The update lowers the combination monoclonal antibodies to 1200 mg—600 mg casirivimab and 600 mg imdevimab—in the treatment of mild-to-moderate COVID-19 in patients ≥12 years old at risk of severe disease progression.
In addition, the FDA advised that the therapy regimen be primarily administered by intravenous infusion, with subcutaneous injections serving as an alternative in the event infusions are unfeasible and/or would delay treatment for time-sensitive cases.
The FDA updated this authorization based on findings from several assessments, the most recent being a phase 3 trial which observed casirivimab and imdevimab reduced hospitalization risk by 70% in hospitalized patients with COVID-19 at high risk of severe disease. The findings additionally observed consistent treatment efficacy at 1200 mg and 2400 mg doses.

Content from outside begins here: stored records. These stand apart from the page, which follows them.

PR #814, opened 2021-06-10
Add initial note filtering, schema graph

hfellerhoff:
Changes made:
- Add Schema Graph V2 from dev mode
- When selecting schema node, open schema in VSCode
- Allow for note graph filtering based on hierarchy and linked note connections

### DIFF
--- a/packages/dendron-next-server/components/graph-filter-view.tsx
+++ b/packages/dendron-next-server/components/graph-filter-view.tsx
@@ -1,0 +1,114 @@
+import {
+  Typography,
+  Collapse,
+  Switch,
+  Space,
+  InputNumber,
+  Divider,
+  Input,
+} from "antd";
+import _, { values } from "lodash";
+import { GraphConfig } from "./graph";
+const { Panel } = Collapse;
+
+type FilterProps = {
+  type: "note" | "schema";
+  config: GraphConfig;
+  setField: (key: string, value: any) => void;
+};
+
+const GraphFilterView = ({ type, config, setField }: FilterProps) => {
+  const sections = new Set(Object.keys(config).map((key) => key.split(".")[0]));
+  const configEntries = Object.entries(config);
+
+  return (
+    <div
+      style={{
+        position: "absolute",
+        top: "1rem",
+        left: "1rem",
+        background: "#F5F6F8",
+        borderRadius: 4,
+        zIndex: 10,
+        minWidth: "12rem",
+      }}
+    >
+      <Collapse>
+        {Array.from(sections).map((section, i) => (
+          <Panel header={_.capitalize(section)} key={i}>
+            <Space direction="vertical" style={{ width: "100%" }}>
+              {configEntries
+                .filter(([key]) => key.includes(section))
+                .map(([key, entry]) => {
+                  const keyArray = key.split(".");
+                  const label = _.capitalize(keyArray[keyArray.length - 1]);
+
+                  return (
+                    <Space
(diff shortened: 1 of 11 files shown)


packages/dendron-next-server/components/graph-filter-view.tsx
```diff
@@ -0,0 +1,114 @@
...
+    });
+  };
+
+  return (
+    <div
+      style={{
+        position: "absolute",
+        top: "1rem",
+        left: "1rem",
+        background: currentTheme === "light" ? "#F5F6F8" : "#303030",
```
kevinslin, line 39: can we get these values from the theme file?

packages/dendron-next-server/components/graph.tsx
```diff
@@ -83,39 +174,45 @@ export default function Graph({
...
+      network.layout(getEulerConfig(isLargeGraph)).run();
 
       network.on("select", (e) => onSelect(e));
 
       setCy(network);
     }
-  }, [graphRef, elements]);
+  };
+
+  // const parseElements = (
```
kevinslin, line 185: are we still using this? if not, lets delete

packages/dendron-next-server/hooks/useGraphElements.tsx
```diff
@@ -0,0 +1,186 @@
...
+
+  const nodes: any[] = [];
+  const edges: GraphEdges = {
+    hierarchy: [],
+  };
+
+  if (_.isUndefined(vaults)) return { nodes, edges };
+
+  vaults.map((vault) => {
+    const VAULT_ID = `${vault.name}`;
```
kevinslin, line 90: there's a chance that a vault does not have a name in which case we default to fsPath. should use [VaultUtils.getName](https://github.com/dendronhq/dendron/blob/feature-graph/packages/common-all/src/vault.ts#L8:L8)

packages/dendron-next-server/hooks/useGraphElements.tsx
```diff
@@ -0,0 +1,186 @@
...
+
+    nodes.push({
+      data: {
+        id: VAULT_ID,
+        label: vault.name,
```
kevinslin, line 95: see above comment

packages/dendron-next-server/hooks/useGraphElements.tsx
```diff
@@ -0,0 +1,186 @@
...
+        group: "nodes",
+        selectable: false,
+      },
+    });
+
+    schemaArray
+      .filter((schema) => schema.vault.name === vault.name)
```
kevinslin, line 102: see above comment (also applies to subsequent `vault.name` occurrences)

kevinslin (changes requested):
1. looks like there's an extra node created in root? you can see it if you open up `test-workspace` with schema graph.  https://www.loom.com/share/9fb2b0bb6b0f492ea2ec552f2fefcd42
2. currently, every workspace will have a `root` schema. for the graph, can we show each root distinctly? (add the vault name next to its label to differentiate)

kevinslin (changes requested):
1. when I run this against test-workspace, I get three nodes when there should only be two (root of vault1 and root of vault2). also, clicking on vault doesn't open the schema.

see https://www.loom.com/i/c208042f90e1496ba24af5708030b5d9

2. name for root notes should indicate that their root (eg. root (vault1))

kevinslin (approved):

To date, 9000-plus persons have received intravenous casirivimab and imdevimab via clinical trials conducted in both hospitalized and non-hospitalized settings. Pooled analyses of non-hospitalized patients show an infusion-related reaction rate of 0.2% (grade 2 or greater) among 4026 patients.
In trial participants to receive subcutaneous casirivimab and imdevimab, injection site reaction rates were 12% among 729.
In a statement accompanying the update, Regeneron president and chief scientific officer George D. Yancopoulos, MD, PhD, emphasized the continued need for efficacious COVID-19 therapies—15-plus months into the US outbreak.
"Despite increased use of vaccines, thousands of patients are still becoming infected in the U.S. every day, with many at high risk of serious complications from COVID-19,” Yancopolous said. “Unfortunately, to date only a fraction of patients eligible for antibody treatments have received them, which we hope will change based on this updated FDA authorization.”
Regeneron anticipates a Biologics License Application (BLA) for casirivimab and imdevimab will be submitted to the FDA, for the indicated treatment of non-hospitalized outpatients with COVID-19, later this summer.